------ LISTED RECORDS

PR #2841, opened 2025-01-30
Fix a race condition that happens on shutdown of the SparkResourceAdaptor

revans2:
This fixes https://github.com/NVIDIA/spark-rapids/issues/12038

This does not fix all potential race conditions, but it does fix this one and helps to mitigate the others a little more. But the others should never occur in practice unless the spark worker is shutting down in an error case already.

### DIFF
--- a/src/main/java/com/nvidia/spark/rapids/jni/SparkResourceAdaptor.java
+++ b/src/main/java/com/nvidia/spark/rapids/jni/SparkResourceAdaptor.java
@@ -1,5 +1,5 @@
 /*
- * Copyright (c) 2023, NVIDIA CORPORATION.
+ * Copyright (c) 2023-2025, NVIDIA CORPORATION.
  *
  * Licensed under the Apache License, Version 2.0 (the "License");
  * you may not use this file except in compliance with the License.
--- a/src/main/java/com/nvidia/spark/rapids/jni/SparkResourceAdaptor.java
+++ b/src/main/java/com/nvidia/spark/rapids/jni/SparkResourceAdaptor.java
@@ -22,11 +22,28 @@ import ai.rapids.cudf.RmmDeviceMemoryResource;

------------

» **TASK PROMPT**: Look through the entries and return each line that has the word "License" in it.

» **EXPECTED ANSWER**:
  * Licensed under the Apache License, Version 2.0 (the "License");
  * you may not use this file except in compliance with the License.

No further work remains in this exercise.